=== PROVIDED RECORDS ===
Issue #3909, opened 2021-08-19
Idea Hub post annotation only shown on drafts


ivankruchkoff:
## Bug Description

When you trash a draft post, the idea isn't shown in the trash.

## Steps to reproduce

1. Create a draft from an idea, notice the idea name is in the status.
2. Trash the post, idea name is not shown.
3. Restore the trashed post, and see the idea is shown again.

## Recording

https://user-images.githubusercontent.com/373931/130031511-4fe045a8-c7f4-4f7a-a4dc-d3ac43fadcb7.mp4

---------------

_Do not alter or remove anything below. The following sections will be managed by moderators only._

## Acceptance criteria

* The Idea Hub annotation added to Idea Hub created posts in the post list table should be shown for posts of all statuses, not only drafts (e.g. trashed, future, pending, private, etc) – how it is added depends on the post status, post state, and post title
* For `draft` posts with no title only, the state should be replaced by `Idea Hub Draft “{idea-name}”`
* For all other post statuses OR drafts that have titles, the annotation should be simplified to `inspired by Idea Hub`
* For all post statuses (except drafts with no title)
	- If there is already content for the post state (e.g. [`scheduled`](https://github.com/WordPress/WordPress/blob/baa81b67d19e29be29d0ac49c9bede316ab8f80a/wp-admin/includes/template.php#L2210)), combine the original content of the post state by appending the annotation like so: `{post-state}, {idea-hub-annotation}`
	- If no content exists for the post state, the annotation becomes the post state, rather than appending to it
* See https://github.com/google/site-kit-wp/pull/4061#discussion_r712384583 for reference

## Implementation Brief

* In `includes/Modules/Idea_Hub.php` -> `register_persistent()` -> `display_post_states()`:
* 1) Remove the check for post status:
https://github.com/google/site-kit-wp/blob/38ae6cb09c82acea56a5bde768028d93b3cc6580/includes/Modules/Idea_Hub.php#L165-L167

* 2) Instead of adding our message to the `draft` post state, add it for the current post's post state
https://github.com/google/site-kit-wp/blob/38ae6cb09c82acea56a5bde768028d93b3cc6580/includes/Modules/Idea_Hub.php#L173

```php
$post_states[$post->post_status ] = ... 
```

[...]

PR #4061, opened 2021-09-16
Idea Hub post annotation only shown on drafts.

ivankruchkoff:
## Summary

Addresses issue #3909

## Checklist


includes/Modules/Idea_Hub.php
```diff
@@ -162,15 +162,14 @@ public function register_persistent() {
...
-				if ( 'draft' !== $post->post_status ) {
-					return $post_states;
-				}
 				$idea = $this->get_post_idea( $post->ID );
 				if ( is_null( $idea ) ) {
 					return $post_states;
 				}
-				/* translators: %s: Idea Hub Idea Title */
-				$post_states['draft'] = sprintf( __( 'Idea Hub Draft “%s”', 'google-site-kit' ), $idea['text'] );
+				$post_states[ $post->post_status ] = '' === $post->post_title ?
```
aaemnnosttv, line 169: I think we may need to reconsider the implementation here as it would be currently overwriting the default states for every post status for all Idea Hub posts for which there are quite a few https://github.com/WordPress/WordPress/blob/baa81b67d19e29be29d0ac49c9bede316ab8f80a/wp-admin/includes/template.php#L2183-L2211

Ideally this would be an additive annotation rather than taking over the state entirely for IH posts. Thoughts @felixarntz?

tests/phpunit/integration/Modules/Idea_HubTest.php
```diff
@@ -135,14 +145,14 @@ public function test_draft_labels() {
...
-		$post_states2 = apply_filters( 'display_post_states', array( 'draft' => 'Draft' ), $post2 );
+		$post_states2 = apply_filters( 'display_post_states', array( 'publish' => 'Draft' ), $post2 );
 		// With a regular draft post
 		$post_states3 = apply_filters( 'display_post_states', array( 'draft' => 'Draft' ), $post3 );
 
 		$post_states1 = apply_filters( 'display_post_states', array( 'draft' => 'Draft' ), $post1 );
 
 		$this->assertEquals( $post_states1, array( 'draft' => 'Idea Hub Draft “Using Site Kit to analyze your success”' ) );
-		$this->assertEquals( $post_states2, array( 'draft' => 'Idea Hub Draft “Why Penguins are guanotelic?”' ) );
+		$this->assertEquals( $post_states2, array( 'publish' => 'inspired by Idea Hub' ) );
```
aaemnnosttv, line 155: Nit: I generally avoid using numbered variables to separate cases in a test unless it's specific to the test in some way such as asserting something is order-specific.

The quick and easy change to make here would be to use more expressive names for the variables themselves (e.g. `$idea_hub_post_published`, `$regular_post_draft`, etc). Ideally, the cases would be extracted into a data provider so that each test run is only for one case at a time (no special names needed). I think this would be the better use here since the cases here are independent of one another.

aaemnnosttv (commented):
Thanks @ivankruchkoff – this looks good as defined although I have a concern that we may want to discuss further before merging this as-is. I've pinged @felixarntz for his thoughts below.

includes/Modules/Idea_Hub.php
felixarntz: @aaemnnosttv @ivankruchkoff Good point, I agree. Let's do it like this:
* Only for the `draft` status specifically, if the title is empty, use the existing "Idea Hub Draft xyz".
* Otherwise, if there is already content for the status, combine the original content with "inspired by Idea Hub" e.g. like `sprintf( __( '%s, inspired by Idea Hub', 'google-site-kit' ), $original_content )`.
* Otherwise (i.e. not a `draft` and there is no original content for the status, set it to "inspired by Idea Hub".

includes/Modules/Idea_Hub.php
```diff
@@ -162,15 +162,14 @@ public function register_persistent() {
 		add_filter(
 			'display_post_states',
 			function( $post_states, $post ) {
-				if ( 'draft' !== $post->post_status ) {
-					return $post_states;
-				}
 				$idea = $this->get_post_idea( $post->ID );
 				if ( is_null( $idea ) ) {
```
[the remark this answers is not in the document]
ivankruchkoff: https://github.com/google/site-kit-wp/pull/4061/commits/bac54c95840bf513402b489ddc99f382924c9bee

includes/Modules/Idea_Hub.php
ivankruchkoff: Updated in https://github.com/google/site-kit-wp/pull/4061/commits/2204098e7c21907855e5c98c95e0b6ee4abf8ebc

includes/Modules/Idea_Hub.php
```diff
@@ -172,15 +172,16 @@ public function register_persistent() {
...
-				if ( 'draft' !== $post->post_status ) {
+				if ( ! $this->is_idea_post( $post->ID ) ) {
 					return $post_states;
 				}
 				$idea = $this->get_post_idea( $post->ID );
-				if ( is_null( $idea ) ) {
-					return $post_states;
+				if ( '' === $post->post_title && 'draft' === $post->post_status ) {
+					/* translators: %s: Idea Hub Idea Title */
+					$post_states['draft'] = sprintf( __( 'Idea Hub Draft “%s”', 'google-site-kit' ), $idea['text'] );
```
aaemnnosttv, line 181: @felixarntz given that WP already allows for multiple post states and formats them as a list, I feel like we shouldn't overwrite the `draft` state here. Why not use the same `inspired by Idea Hub` here as well? We could still include the idea name/title for this case specifically too. If it was a draft it would look like `Draft, inspired by Idea Hub "{idea-name}"`

includes/Modules/Idea_Hub.php
```diff
@@ -172,15 +172,16 @@ public function register_persistent() {
...
+				} else {
+					$post_states['idea'] = __( 'inspired by Idea Hub', 'google-site-kit' );
```
aaemnnosttv, line 183: Maybe this should be more specific to Idea Hub?
```suggestion
					$post_states['idea-hub'] = __( 'inspired by Idea Hub', 'google-site-kit' );
```

tests/phpunit/integration/Modules/Idea_HubTest.php
```diff
@@ -133,18 +143,18 @@ public function test_draft_labels() {
...
+		$post_states_for_draft_non_idea_hub_post = apply_filters( 'display_post_states', array( 'draft' => 'Draft' ), $draft_post_not_idea_hub );
 
-		$post_states1 = apply_filters( 'display_post_states', array( 'draft' => 'Draft' ), $post1 );
+		$post_states_for_draft_post_with_no_title = apply_filters( 'display_post_states', array( 'draft' => 'Draft' ), $draft_idea_hub_post_with_no_title );
 
-		$this->assertEquals( $post_states1, array( 'draft' => 'Idea Hub Draft “Using Site Kit to analyze your success”' ) );
-		$this->assertEquals( $post_states2, array( 'draft' => 'Idea Hub Draft “Why Penguins are guanotelic?”' ) );
-		$this->assertEquals( $post_states3, array( 'draft' => 'Draft' ) );
+		$this->assertEquals( $post_states_for_draft_post_with_no_title, array( 'draft' => 'Idea Hub Draft “Using Site Kit to analyze your success”' ) );
+		$this->assertEquals( $post_states_for_published_post_with_title, array( 'idea' => 'inspired by Idea Hub' ) );
```
aaemnnosttv, line 156:
```suggestion
		$this->assertEquals( $post_states_for_published_post_with_title, array( 'idea-hub' => 'inspired by Idea Hub' ) );
```

tests/phpunit/integration/Modules/Idea_HubTest.php
```diff
@@ -133,18 +143,18 @@ public function test_draft_labels() {
 
 		$this->idea_hub->register_persistent();
 		$this->idea_hub->register();
-		$this->idea_hub->set_post_idea( $post2->ID, $idea );
+		$this->idea_hub->set_post_idea( $published_idea_hub_post_with_title->ID, $idea );
 
 		// With an IdeaHub post
-		$post_states2 = apply_filters( 'display_post_states', array( 'draft' => 'Draft' ), $post2 );
+		$post_states_for_published_post_with_title = apply_filters( 'display_post_states', array( 'idea' => 'inspired by Idea Hub' ), $published_idea_hub_post_with_title );
```
aaemnnosttv, line 149:
```suggestion
		$post_states_for_published_post_with_title = apply_filters( 'display_post_states', array( 'idea-hub' => 'inspired by Idea Hub' ), $published_idea_hub_post_with_title );
```

aaemnnosttv (commented):
Thanks @ivankruchkoff ! This looks good to me, although I have one more question for @felixarntz here in light of the way post states work.

includes/Modules/Idea_Hub.php
felixarntz: @aaemnnosttv That makes sense, however I think overwriting the `draft` state here works as well, we essentially combine two into one. While your suggested approach would be a bit cleaner, I think having that one special situation is acceptable as well, which allows us to keep the copy originally defined.

includes/Modules/Idea_Hub.php
felixarntz: +1

felixarntz (commented):
This looks good to me except for the one detail @aaemnnosttv pointed out, let's replace `idea` with `idea-hub`.

ivankruchkoff:
Addressed in https://github.com/google/site-kit-wp/pull/4105/files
===
TASK REQUIREMENTS:
Every line from the start of the material above through the line that contains "posts with no" must be written out exactly, with both ends included.

OUTPUT FOR THIS EXERCISE:
Issue #3909, opened 2021-08-19
Idea Hub post annotation only shown on drafts


ivankruchkoff:
## Bug Description

When you trash a draft post, the idea isn't shown in the trash.

## Steps to reproduce

1. Create a draft from an idea, notice the idea name is in the status.
2. Trash the post, idea name is not shown.
3. Restore the trashed post, and see the idea is shown again.

## Recording

https://user-images.githubusercontent.com/373931/130031511-4fe045a8-c7f4-4f7a-a4dc-d3ac43fadcb7.mp4

---------------

_Do not alter or remove anything below. The following sections will be managed by moderators only._

## Acceptance criteria

* The Idea Hub annotation added to Idea Hub created posts in the post list table should be shown for posts of all statuses, not only drafts (e.g. trashed, future, pending, private, etc) – how it is added depends on the post status, post state, and post title
* For `draft` posts with no title only, the state should be replaced by `Idea Hub Draft “{idea-name}”`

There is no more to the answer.